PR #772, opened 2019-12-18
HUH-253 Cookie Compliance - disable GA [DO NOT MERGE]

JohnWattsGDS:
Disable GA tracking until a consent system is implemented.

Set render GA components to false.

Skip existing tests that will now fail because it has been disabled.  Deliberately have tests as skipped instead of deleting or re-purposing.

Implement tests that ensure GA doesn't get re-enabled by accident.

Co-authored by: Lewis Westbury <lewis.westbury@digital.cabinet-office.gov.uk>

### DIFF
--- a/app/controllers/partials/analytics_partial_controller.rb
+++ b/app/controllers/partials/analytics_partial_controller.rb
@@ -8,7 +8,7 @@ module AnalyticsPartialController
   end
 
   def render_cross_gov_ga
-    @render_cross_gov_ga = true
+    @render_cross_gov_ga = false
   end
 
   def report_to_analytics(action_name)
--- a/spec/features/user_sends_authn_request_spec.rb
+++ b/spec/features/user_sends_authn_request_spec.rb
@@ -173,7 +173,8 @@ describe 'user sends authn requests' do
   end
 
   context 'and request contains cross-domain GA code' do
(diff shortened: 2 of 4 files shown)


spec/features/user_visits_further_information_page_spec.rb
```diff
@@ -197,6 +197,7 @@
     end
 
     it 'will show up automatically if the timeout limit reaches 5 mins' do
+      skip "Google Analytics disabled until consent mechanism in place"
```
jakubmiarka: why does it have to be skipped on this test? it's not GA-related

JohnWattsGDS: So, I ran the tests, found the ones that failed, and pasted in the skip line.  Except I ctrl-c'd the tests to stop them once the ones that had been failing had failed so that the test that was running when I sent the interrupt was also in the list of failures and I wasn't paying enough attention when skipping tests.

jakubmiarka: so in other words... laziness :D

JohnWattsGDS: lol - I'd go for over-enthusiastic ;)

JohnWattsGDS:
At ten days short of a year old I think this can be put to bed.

┄┄┄┄┄┄┄┄┄┄

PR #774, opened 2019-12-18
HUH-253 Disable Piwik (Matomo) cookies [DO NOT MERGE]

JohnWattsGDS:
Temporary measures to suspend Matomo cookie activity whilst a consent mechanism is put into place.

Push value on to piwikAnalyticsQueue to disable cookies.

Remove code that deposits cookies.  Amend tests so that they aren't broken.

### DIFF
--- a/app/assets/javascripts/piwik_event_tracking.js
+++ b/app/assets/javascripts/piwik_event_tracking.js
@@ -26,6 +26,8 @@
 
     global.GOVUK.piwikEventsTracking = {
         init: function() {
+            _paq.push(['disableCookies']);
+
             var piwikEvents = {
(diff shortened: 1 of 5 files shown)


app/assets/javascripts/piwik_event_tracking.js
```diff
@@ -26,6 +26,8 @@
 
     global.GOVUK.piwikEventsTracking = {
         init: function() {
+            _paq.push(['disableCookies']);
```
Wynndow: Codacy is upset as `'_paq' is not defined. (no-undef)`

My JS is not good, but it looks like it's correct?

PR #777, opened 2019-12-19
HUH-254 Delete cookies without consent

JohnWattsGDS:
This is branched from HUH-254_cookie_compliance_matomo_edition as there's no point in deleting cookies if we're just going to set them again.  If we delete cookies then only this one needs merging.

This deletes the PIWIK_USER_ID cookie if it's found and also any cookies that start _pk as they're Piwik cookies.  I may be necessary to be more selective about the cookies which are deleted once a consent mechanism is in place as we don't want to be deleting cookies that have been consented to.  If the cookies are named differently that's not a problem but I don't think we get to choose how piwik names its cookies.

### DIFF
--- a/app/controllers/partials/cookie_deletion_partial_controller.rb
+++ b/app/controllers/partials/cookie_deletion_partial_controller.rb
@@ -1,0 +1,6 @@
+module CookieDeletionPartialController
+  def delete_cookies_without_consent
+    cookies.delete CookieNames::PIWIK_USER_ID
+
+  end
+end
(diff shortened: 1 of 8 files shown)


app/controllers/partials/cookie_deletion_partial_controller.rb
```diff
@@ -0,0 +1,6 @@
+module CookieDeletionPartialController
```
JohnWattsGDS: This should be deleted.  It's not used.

┄┄┄┄┄┄┄┄┄┄

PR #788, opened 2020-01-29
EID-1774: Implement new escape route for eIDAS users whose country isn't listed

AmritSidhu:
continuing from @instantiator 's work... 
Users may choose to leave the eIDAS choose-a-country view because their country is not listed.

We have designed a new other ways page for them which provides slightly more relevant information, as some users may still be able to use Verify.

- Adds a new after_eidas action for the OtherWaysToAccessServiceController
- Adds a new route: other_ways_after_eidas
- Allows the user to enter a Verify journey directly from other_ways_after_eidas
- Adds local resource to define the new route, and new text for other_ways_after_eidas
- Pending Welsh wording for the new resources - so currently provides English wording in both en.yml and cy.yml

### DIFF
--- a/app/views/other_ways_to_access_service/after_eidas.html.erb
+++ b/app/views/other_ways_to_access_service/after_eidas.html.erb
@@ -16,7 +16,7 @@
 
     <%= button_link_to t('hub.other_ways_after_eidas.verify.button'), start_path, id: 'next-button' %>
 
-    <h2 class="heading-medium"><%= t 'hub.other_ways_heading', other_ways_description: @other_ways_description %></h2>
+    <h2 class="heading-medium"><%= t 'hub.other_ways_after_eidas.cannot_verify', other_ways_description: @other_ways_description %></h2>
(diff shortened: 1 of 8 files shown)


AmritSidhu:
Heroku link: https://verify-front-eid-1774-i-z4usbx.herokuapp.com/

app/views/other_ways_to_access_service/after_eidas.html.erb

┄┄┄┄┄┄┄┄┄┄

The entries above hold a line with "jakubmiarka: so in other words... laziness :D" and a later line with "At ten days". Write out exactly those lines and all lines between, nothing more.

(EXERCISE RESPONSE)
jakubmiarka: so in other words... laziness :D

JohnWattsGDS: lol - I'd go for over-enthusiastic ;)

JohnWattsGDS:
At ten days short of a year old I think this can be put to bed.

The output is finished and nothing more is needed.